While steroid abuse is less common among women, there is some research to say that it may be on the increase. Female abusers of the drug must also deal with a number of side effects. These include severe acne and possible hair loss, as well as problems that are more particular to female users, including:
- growth of facial and body hair
- breast tissue reduction
- clitoral swelling
- a deepened voice
- an interruption or halt to the fertility cycle (abnormal periods)
All users, no matter their gender, must also deal with a number of serious conditions, and this is where the dangers of steroid abuse over the long term really become apparent.
Research shows that steroid abuse can predispose a person to high blood pressure and high cholesterol, heart attacks or stroke, can damage kidney and liver function or even cause kidney or liver failure, and make a user more susceptible to blood clots, which in turn raises the risk of other ailments like DVT.
Anabolic steroid abuse can also change, and sometimes considerably, a user’s psychological and emotional well-being. While an increase in aggression and drive might be good in the gym, users find that they can display aggressive or even explosive outbursts outside of that setting. In more extreme cases, steroids have been known to cause episodes of manic behavior and even delusional states.
Some users contend that they can manage all of these symptoms by “cycling” their steroid use. This is where users will employ low doses of the drug before slowly increasing their use over a period of nine to twelve weeks. They then take a rest period, usually a few months, before beginning the process again. They may use a combination of steroids and alternate between different steroids to compound the effectiveness and also to let the body recover and try to ward off the side effects steroids can bring.

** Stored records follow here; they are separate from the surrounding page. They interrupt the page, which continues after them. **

PR #1010, opened 2022-04-27
Feature/group editing move editing into the settings tab

### LINKED ISSUE #982: Group editing: move editing into the settings tab
## Overview
Get rid of the editing mode for groups. 

Instead of letting the user editing group `name`, `description` and `associated activity` in editing mode, move this to the "settings" tab.

## Acceptance criteria
- [ ] allow editing the `name`, `description` and `associated activity` in the settings tabs
- [ ] do not display the "edit" mode button in groups
- [ ] As in the current edit mode, display the "save"/"cancel changes" button in the bottom right when there are unsaved changes
- [ ] As in the current edit mode, show a modal when leaving the tab when there are unsaved changes
- [ ] Move the "Only an empty group can be deleted" indication and "delete this group" button on the left so that it does not overlap with the save/cancel buttons
- [ ] remove the "edit" route for groups
- [ ] remove the "edit" component for groups

## Non-goal

* No need to reorganize the component hierarchy for groups for now

Iloveall:
## Description

Fixes #982

...

## Test cases

- [ ] Case 1:
  1. Given I am the usual user
  2. When I go to [this page](https://dev.algorea.org/branch/feature/group-editing-move-editing-into-the-settings-tab/en/#/groups/by-id/5121055722873780306;path=/details/settings)
  3. Then I see Group information and Associated Activity sections without edit button in header

- [ ] Case 2:
  1. Given I am the usual user
  2. When I go to [this page](https://dev.algorea.org/branch/feature/group-editing-move-editing-into-the-settings-tab/en/#/groups/by-id/5121055722873780306;path=/details/settings)
  3. Change description under Group information section
  4. Then I see Save and Cancel Changes buttons
  5. Click on save
  6. Then I see updated information

- [ ] Case 3:
  1. Given I am the usual user
  2. When I go to [this page](https://dev.algorea.org/branch/feature/group-editing-move-editing-into-the-settings-tab/en/#/groups/by-id/5121055722873780306;path=/details/settings)
  3. Change description under Group information section
  4. Then I see Save and Cancel Changes buttons
  5. Click on cancel
  6. Then I see old information
  
- [ ] Case 4:
  1. Given I am the usual user
  2. When I go to [this page](https://dev.algorea.org/branch/feature/group-editing-move-editing-into-the-settings-tab/en/#/groups/by-id/5121055722873780306;path=/details/settings)
  3. Change description under Group information section
  4. Then I see Save and Cancel Changes buttons
  5. Go to Access tab
  6. Then I see confirmation modal


src/app/modules/group/components/group-header/group-header.component.html
```diff
@@ -8,7 +8,6 @@
     <ng-container *ngIf="navigationNeighbors$ | async as navigationNeighbors">
```
ThomasJuster, line 8: As usual user
- when I go to [this group](https://dev.algorea.org/branch/feature/group-editing-move-editing-into-the-settings-tab/en/#/groups/by-id/5121055722873780306;path=/details/settings)
- and I edit without saving
- and I click on a sibling group in the left nav (ie 4LTDI..)

the navigation is not blocked

Iloveall: Okay, this implementation is problematic, it doesn't call can deactivate of settings when group id (which parent component) changed.

And here is one more case:

As usual user:

1.  When I go to this (group)[https://dev.algorea.org/branch/feature/group-editing-move-editing-into-the-settings-tab/en/#/groups/by-id/9124554819883263635;path=/details/settings]
2. And I click on Managers tab
3. Then I can see error message in console of browser or sentry modal

The problem is, when we are not allow to see group edit component - it is not init, so no isDirty state and error as result. 

As solution - Group Settings must be also PendingChangesComponent.

Here is PR with offer how it works with router outlet, obviously not a lot changes https://github.com/France-ioi/AlgoreaFrontend/pull/1035

I didn't spend a lot of time, just offer, so probably need to polish

What do you think? @ThomasJuster @smadbe

ThomasJuster: It looks fine to me but on such matter it will be more up to @smadbe

smadbe:
The settings with "..." section was just supposed to be there while the tab had no content. This has to be removed now.

Screenshot 2022-05-20 at 10 08 11

src/app/modules/group/components/group-header/group-header.component.html
smadbe: > As solution - Group Settings must be also PendingChangesComponent." -> GroupSettings. 
As I [commented](https://github.com/France-ioi/AlgoreaFrontend/pull/1010#issuecomment-1132614821), as the remaining section has to be removed, `GroupSettings` would be somehow empty and should be removed anyway.

It will solved the issue your mention, but I am not sure it will solve Thomas'. Does it?

Iloveall: It will, you can test it in this [PR](https://github.com/France-ioi/AlgoreaFrontend/pull/1035) .

The general idea to use standard angular way, so it must cover all usual cases in web development

smadbe: My remark was only on the "As solution - Group Settings must be also PendingChangesComponent." -> GroupSettings.", not on the next proposal of changing the tab navigation using the outlet.

If you do so, you become inconsistent with the rest of the app, and make use of something global for something which is not global from my point of view, which I find "wrong" in terms of software engineering.

So ok, I will check how we can fix cleanly the problem you mention when I'll have a few minutes available.

Iloveall: I see, yes remove GroupSettings will solve problem with PendingChangesComponent component, but not Thomas issue. 

So let me fix this issue, for another I will wait your opinion

Iloveall: After fix this I’ve found small issue:

As usual user
1. Go to https://dev.algorea.org/branch/feature/group-editing-move-editing-into-the-settings-tab/en/#/groups/by-id/5485463250412766338;path=/details/settings
2. Click on Access tab
3. Settings tab disappeared 

So GroupSettings and GroupEdit `authorized` states are not equal.

smadbe: Maybe you have dropped (in this PR) the perm check while merging component... in this case, the user is not manager, so he definitely not have the permission to view the "settings" page (even if it is harmless as he will not be able to save).

smadbe: And so, there is also Thomas' scenario which is still not working as expected. But maybe we can do this in a separate PR if it makes things cleaner ? (the bug is not very problematic)

Iloveall: > 

Fixed

Iloveall: > Maybe you have dropped (in this PR) the perm check while merging components... in this case, the user is not manager, so he definitely not have the permission to view the "settings" page (even if it is harmless as he will not be able to save).

Fixed

Iloveall: > And so, there is also Thomas' scenario which is still not working as expected. But maybe we can do this in a separate PR if it makes things cleaner ? (the bug is not very problematic)

Definitely

smadbe: Created issue #1055 for that.

smadbe (approved):
Ok. Just invert the text and button down there:
Screenshot 2022-06-02 at 11 33 17
 
The button just always be left aligned... the text is just an indication and so should displayed on the right of of the button.

Iloveall:
> Ok. Just invert the text and button down there: Screenshot 2022-06-02 at 11 33 17
> 
> The button just always be left aligned... the text is just an indication and so should displayed on the right of of the button.

Screenshot at Jun 02 13-26-44
Screenshot at Jun 02 13-20-25

PR #1017, opened 2022-05-03
use base href completely instead of deploy url

### LINKED ISSUE #905: Fix static common asset serving: tree-folder image not included as it should
**Describe the bug**

The `tree-folder.svg` image, used in the left menu seems not to be included as it should.
As a consequence, it is not served and packed as the other assets and it causes me other deployment issues.

**Screenshots**
Screenshot 2022-02-09 at 18 22 11

### LINKED ISSUE #909: Fingerprint files which are not yet with other assets (if possible)
## Overview
Some files are still not served with assets and not fingerprinted: those listed in index.html: so favicon.ico (this one probably cannot be fingerprinted/renamed/moved), favicon*png, apple*png, site.webmanifest. Those in webmanifest as well I assume. 

If possible, try to make them considered as assets by "Angular" so that they can be served as other assets (in a CDN).

ThomasJuster:
## Description

Fixes #909 
Fixes #905 

...

## Test cases

- [ ] Case 1:
  1. Given I am the usual user
  2. When I go to [this page](https://dev.algorea.org/branch/handle-static-assets/en/#/)
  3. And I click on ...
  4. Then I see ...
  5. And

- [ ] Case 2:
  1. Given I am the usual user
  2. When ...

### DIFF
--- a/.circleci/config.yml
+++ b/.circleci/config.yml
@@ -52,7 +52,7 @@ commands:
         type: string
     steps:
       - run: echo "export const version = '`git describe --always`';" > ./src/version.ts
-      - run: npx ng build --configuration production-<< parameters.lang >> --base-href //assets.algorea.org<< parameters.path >>/ --progress=false
+      - run: npx ng build --configuration production-<< parameters.lang >> --base-href //assets.algorea.org<< parameters.path >> --progress=false
 
 jobs:
   # deps has to be run before the other jobs and basically run "npm install" and cache it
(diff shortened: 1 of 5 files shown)


ThomasJuster:
Note to self (since I interrupted development):

Cannot use external base href because it breaks the navigation (history.pushState becomes an "invalid DOM operation")
Last idea I had before interruption: use different index.html per envs (prod, dev, branch)

ThomasJuster:
Close in favor #1079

Contrary to popular wisdom among many users, cycling does not appear to significantly guard against some of the more troubling health problems steroids can cause, and there is as yet little research into the long term effects of prolonged steroid use. That’s why when we talk about teenagers using steroids we’re not just talking about the immediate health worries, which may seem superficial at first, but rather the problems they are creating for themselves years or even decades from now.
Why Are People Using Anabolic Steroids More?
We can speculate on a few causes of rising steroid abuse, particularly among young people. The internet, for one, may make finding out about or even securing steroids much easier than it might have been even a decade ago.
We also can speculate that a rise in “gym culture” may also have played its part. While gyms were once the domain of fitness fanatics, many teenagers may now have a low-cost gym pass and in fact may be encouraged to go to the gym so as to live a healthy lifestyle — which, of course, is a positive thing so long as teens are aware of the dangers of excessive exercise and, of course, steroids.
It’s almost cliche to blame the media at this point, and blame may be the wrong word. However, people young and old are often exposed to movie star transformations (Christian Bale being one of the most extraordinary in terms of sheer extremes) that are delivered to us without context: we do not see the grueling fitness training behind the transformation, nor do we have access to information about the supplements and diet plans that these stars were using at the time of their change. This may feed into a false perception about how much time and dedication it really takes, and also what pharmaceutical help might be behind some of these transformations.
Perhaps, though, a great deal of the burden should be shouldered by the fitness industry itself. They, whether it be health magazines all the way down to gym owners, are in a position to speak directly to groups of young men and women who might be contemplating steroid use and to tell them why it is a bad idea if they value their long term health. Some already have taken steps to do just that, but more action will be needed before we can say this problem is under control.